*PROVIDED RECORDS*
PR #886, opened 2016-07-29
Adding crude test of history server data in MesosSummaryActions

mlunoe:
This will make sure to fall back to `mesos/summary` endpoint if the data from history server doesn't validate according to this crude test.

More will be done to validate the data that is received from the server later.

### DIFF
--- a/src/js/events/MesosSummaryActions.js
+++ b/src/js/events/MesosSummaryActions.js
@@ -18,9 +18,9 @@ function testHistoryServerResponse(response) {
   // If the response is an empty object, that means something is whack
   // Fall back to making requests to Mesos
   // TODO (DCOS-7764): This should be improved to validate against a schema
-  if (response === {} ||
-      Array.isArray(response.frameworks) ||
-      Array.isArray(response.slaves)) {
+  if (!Object.keys(response).length ||
+      !Array.isArray(response.frameworks) ||
+      !Array.isArray(response.slaves)) {
     _historyServiceOnline = false;
   }
 }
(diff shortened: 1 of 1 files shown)


mesosphere-web:
Reviewer: @MatApple

jfurrow:
Can we add a `TODO` and a link to the JIRA ticket for whatever needs to be done in the future?

src/js/events/MesosSummaryActions.js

*EXERCISE GOAL*
Which lines of the data contain the string "frameworks"? Copy each one.

*RESPONSE FOR THIS EXERCISE*
-      Array.isArray(response.frameworks) ||
+      !Array.isArray(response.frameworks) ||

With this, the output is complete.